Among the entries, find each line that includes the string "Shall" and list it.

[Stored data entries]
[Start of Attachment]

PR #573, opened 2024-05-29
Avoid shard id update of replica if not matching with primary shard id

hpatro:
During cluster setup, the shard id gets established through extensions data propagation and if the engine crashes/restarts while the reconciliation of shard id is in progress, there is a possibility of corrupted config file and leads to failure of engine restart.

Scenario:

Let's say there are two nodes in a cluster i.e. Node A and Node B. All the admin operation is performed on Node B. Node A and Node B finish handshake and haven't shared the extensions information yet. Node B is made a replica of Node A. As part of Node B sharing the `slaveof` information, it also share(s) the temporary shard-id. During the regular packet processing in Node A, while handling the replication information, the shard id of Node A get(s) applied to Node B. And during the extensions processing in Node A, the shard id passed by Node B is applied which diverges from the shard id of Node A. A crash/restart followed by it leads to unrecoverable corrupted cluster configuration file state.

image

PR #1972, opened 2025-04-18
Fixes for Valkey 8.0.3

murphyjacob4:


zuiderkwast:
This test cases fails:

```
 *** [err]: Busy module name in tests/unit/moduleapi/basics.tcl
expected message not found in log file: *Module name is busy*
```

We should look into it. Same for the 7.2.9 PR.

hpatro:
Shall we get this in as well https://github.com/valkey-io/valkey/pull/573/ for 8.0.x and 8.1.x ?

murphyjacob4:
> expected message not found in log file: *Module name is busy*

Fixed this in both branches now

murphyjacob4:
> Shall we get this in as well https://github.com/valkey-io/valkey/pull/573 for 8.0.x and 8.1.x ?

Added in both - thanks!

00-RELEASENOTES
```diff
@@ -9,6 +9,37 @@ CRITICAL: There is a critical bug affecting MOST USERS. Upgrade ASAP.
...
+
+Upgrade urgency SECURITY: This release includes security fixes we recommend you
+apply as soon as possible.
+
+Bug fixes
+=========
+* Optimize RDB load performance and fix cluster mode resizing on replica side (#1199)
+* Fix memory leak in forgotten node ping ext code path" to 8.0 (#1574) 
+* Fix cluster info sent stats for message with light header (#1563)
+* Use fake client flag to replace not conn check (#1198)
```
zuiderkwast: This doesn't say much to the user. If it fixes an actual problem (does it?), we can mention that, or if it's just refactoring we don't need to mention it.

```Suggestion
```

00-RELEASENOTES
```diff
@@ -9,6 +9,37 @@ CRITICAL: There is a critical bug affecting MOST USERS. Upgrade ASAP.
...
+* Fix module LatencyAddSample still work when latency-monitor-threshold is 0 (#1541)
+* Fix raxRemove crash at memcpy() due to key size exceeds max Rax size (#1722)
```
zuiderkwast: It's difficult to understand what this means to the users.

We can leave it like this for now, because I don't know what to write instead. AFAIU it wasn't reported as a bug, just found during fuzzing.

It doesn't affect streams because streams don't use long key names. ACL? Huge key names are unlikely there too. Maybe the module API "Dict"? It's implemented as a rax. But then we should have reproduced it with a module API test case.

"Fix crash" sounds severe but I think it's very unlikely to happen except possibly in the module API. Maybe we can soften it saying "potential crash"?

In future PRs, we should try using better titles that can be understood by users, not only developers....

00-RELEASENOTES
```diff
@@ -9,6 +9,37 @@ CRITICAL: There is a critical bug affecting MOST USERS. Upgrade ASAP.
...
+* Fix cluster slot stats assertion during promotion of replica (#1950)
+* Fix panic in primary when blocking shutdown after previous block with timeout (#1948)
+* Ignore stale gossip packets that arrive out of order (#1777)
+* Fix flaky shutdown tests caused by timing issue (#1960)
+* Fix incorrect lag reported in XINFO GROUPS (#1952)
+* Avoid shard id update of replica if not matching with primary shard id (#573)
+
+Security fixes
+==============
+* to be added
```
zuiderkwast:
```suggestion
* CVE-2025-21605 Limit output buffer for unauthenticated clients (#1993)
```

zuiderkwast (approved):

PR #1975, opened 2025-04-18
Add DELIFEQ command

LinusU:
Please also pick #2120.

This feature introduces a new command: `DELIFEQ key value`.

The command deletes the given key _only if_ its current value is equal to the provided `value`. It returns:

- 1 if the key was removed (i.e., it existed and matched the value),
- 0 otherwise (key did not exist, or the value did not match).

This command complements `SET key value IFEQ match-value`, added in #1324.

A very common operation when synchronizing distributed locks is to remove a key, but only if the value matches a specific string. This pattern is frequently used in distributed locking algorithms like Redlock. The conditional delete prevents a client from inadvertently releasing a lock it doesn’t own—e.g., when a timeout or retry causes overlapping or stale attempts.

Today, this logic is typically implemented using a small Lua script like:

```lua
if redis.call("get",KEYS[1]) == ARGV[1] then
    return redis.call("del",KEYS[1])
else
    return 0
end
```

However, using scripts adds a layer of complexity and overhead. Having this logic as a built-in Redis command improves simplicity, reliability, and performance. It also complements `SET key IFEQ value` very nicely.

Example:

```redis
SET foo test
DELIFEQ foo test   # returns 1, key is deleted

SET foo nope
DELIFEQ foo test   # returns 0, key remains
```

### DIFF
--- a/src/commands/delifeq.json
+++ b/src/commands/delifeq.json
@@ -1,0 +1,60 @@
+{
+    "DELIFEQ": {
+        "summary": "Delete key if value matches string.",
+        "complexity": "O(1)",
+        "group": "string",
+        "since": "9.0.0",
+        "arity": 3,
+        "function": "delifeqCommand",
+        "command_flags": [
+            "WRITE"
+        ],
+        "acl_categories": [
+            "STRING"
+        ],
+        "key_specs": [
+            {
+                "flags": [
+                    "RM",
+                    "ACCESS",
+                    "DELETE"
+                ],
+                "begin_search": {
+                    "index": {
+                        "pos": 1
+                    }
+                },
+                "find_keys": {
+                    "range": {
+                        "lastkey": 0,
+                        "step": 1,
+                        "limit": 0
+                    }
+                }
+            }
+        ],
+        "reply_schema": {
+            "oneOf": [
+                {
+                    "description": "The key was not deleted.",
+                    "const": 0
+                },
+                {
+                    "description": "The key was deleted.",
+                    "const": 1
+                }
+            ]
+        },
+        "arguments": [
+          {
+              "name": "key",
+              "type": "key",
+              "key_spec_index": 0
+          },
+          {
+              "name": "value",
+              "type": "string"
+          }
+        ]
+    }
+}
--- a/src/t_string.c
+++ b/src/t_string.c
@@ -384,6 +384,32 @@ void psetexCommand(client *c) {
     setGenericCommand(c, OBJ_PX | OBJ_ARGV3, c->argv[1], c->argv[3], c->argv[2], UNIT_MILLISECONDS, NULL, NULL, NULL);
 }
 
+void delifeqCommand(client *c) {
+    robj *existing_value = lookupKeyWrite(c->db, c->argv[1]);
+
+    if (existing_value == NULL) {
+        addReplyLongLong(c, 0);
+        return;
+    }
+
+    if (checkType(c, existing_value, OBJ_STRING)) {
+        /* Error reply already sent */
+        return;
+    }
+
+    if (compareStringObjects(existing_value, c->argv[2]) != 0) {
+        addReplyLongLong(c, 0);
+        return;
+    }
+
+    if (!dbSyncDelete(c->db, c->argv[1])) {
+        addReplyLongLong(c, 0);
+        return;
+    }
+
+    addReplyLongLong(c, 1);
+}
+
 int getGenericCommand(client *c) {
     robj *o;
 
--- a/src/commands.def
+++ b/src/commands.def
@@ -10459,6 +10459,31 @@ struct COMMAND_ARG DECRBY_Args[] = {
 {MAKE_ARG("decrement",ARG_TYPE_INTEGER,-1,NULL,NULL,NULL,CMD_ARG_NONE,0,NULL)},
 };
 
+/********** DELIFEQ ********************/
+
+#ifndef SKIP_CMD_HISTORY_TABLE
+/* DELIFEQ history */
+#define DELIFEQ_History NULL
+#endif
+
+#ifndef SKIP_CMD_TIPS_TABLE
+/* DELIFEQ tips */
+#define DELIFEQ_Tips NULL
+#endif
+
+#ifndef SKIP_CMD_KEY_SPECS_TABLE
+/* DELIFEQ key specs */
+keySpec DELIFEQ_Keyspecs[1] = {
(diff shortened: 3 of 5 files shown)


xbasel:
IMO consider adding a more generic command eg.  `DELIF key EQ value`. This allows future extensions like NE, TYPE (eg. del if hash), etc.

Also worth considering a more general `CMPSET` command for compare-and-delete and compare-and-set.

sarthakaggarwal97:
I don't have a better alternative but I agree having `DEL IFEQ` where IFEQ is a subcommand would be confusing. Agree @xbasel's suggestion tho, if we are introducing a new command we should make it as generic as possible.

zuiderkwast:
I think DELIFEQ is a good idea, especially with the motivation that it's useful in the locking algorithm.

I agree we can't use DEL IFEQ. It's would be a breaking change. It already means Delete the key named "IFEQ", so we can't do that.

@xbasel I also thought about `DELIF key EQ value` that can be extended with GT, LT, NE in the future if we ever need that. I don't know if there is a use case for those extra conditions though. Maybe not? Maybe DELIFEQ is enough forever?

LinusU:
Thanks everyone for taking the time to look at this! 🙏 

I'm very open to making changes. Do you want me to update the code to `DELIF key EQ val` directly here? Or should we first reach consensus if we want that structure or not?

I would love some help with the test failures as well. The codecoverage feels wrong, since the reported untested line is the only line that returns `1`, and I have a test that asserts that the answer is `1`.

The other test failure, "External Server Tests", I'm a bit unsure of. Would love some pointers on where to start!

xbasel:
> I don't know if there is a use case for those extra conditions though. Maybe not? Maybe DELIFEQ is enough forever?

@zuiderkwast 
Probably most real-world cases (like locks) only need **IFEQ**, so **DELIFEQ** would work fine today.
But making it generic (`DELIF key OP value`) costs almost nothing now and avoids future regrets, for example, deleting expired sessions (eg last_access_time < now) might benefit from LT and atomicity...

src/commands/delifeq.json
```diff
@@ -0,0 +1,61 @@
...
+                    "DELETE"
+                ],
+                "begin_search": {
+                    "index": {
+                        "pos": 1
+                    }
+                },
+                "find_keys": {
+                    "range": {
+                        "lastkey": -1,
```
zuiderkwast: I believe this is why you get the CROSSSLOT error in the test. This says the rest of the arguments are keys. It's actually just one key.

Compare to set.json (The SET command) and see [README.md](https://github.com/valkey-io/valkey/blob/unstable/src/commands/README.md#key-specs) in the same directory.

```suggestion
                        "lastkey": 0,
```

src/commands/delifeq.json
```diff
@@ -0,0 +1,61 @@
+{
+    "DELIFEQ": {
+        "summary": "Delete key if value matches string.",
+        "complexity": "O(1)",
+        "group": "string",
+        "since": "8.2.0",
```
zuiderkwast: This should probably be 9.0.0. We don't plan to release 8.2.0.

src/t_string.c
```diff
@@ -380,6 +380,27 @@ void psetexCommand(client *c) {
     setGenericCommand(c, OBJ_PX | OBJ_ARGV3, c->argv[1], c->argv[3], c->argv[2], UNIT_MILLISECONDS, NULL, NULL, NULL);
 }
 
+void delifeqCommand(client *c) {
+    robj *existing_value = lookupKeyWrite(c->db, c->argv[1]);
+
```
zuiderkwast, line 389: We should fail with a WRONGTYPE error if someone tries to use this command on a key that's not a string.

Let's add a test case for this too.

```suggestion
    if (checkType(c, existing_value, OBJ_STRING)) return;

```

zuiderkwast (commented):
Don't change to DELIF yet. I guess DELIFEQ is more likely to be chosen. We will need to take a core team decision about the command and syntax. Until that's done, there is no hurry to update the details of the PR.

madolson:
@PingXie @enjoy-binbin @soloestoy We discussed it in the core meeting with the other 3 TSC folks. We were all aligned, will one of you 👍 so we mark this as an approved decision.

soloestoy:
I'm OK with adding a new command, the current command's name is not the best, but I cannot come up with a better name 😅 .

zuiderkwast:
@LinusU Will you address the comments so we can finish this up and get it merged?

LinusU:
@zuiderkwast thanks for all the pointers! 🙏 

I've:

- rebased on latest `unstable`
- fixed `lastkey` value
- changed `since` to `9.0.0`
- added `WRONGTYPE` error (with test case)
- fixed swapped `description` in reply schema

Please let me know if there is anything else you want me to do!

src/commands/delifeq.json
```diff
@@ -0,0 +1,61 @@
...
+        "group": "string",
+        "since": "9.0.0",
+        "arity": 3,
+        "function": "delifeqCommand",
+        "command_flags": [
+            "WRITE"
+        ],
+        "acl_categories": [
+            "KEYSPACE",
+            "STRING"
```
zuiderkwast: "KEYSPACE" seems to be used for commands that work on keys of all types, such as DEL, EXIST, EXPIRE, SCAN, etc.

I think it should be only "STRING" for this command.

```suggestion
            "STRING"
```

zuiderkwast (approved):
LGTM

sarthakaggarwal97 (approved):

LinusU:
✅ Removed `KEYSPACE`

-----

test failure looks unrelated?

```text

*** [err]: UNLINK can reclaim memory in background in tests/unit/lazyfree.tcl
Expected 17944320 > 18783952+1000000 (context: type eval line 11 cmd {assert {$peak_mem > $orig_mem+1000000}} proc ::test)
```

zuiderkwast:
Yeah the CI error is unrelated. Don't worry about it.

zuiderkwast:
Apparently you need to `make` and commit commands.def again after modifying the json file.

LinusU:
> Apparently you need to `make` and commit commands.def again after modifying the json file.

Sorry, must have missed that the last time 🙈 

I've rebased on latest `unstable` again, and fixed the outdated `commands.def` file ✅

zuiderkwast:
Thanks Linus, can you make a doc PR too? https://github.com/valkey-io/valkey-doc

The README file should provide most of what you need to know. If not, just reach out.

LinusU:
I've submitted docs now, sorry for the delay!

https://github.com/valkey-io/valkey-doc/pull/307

[End of Attachment]

YOUR RESPONSE:
Shall we get this in as well https://github.com/valkey-io/valkey/pull/573/ for 8.0.x and 8.1.x ?
> Shall we get this in as well https://github.com/valkey-io/valkey/pull/573 for 8.0.x and 8.1.x ?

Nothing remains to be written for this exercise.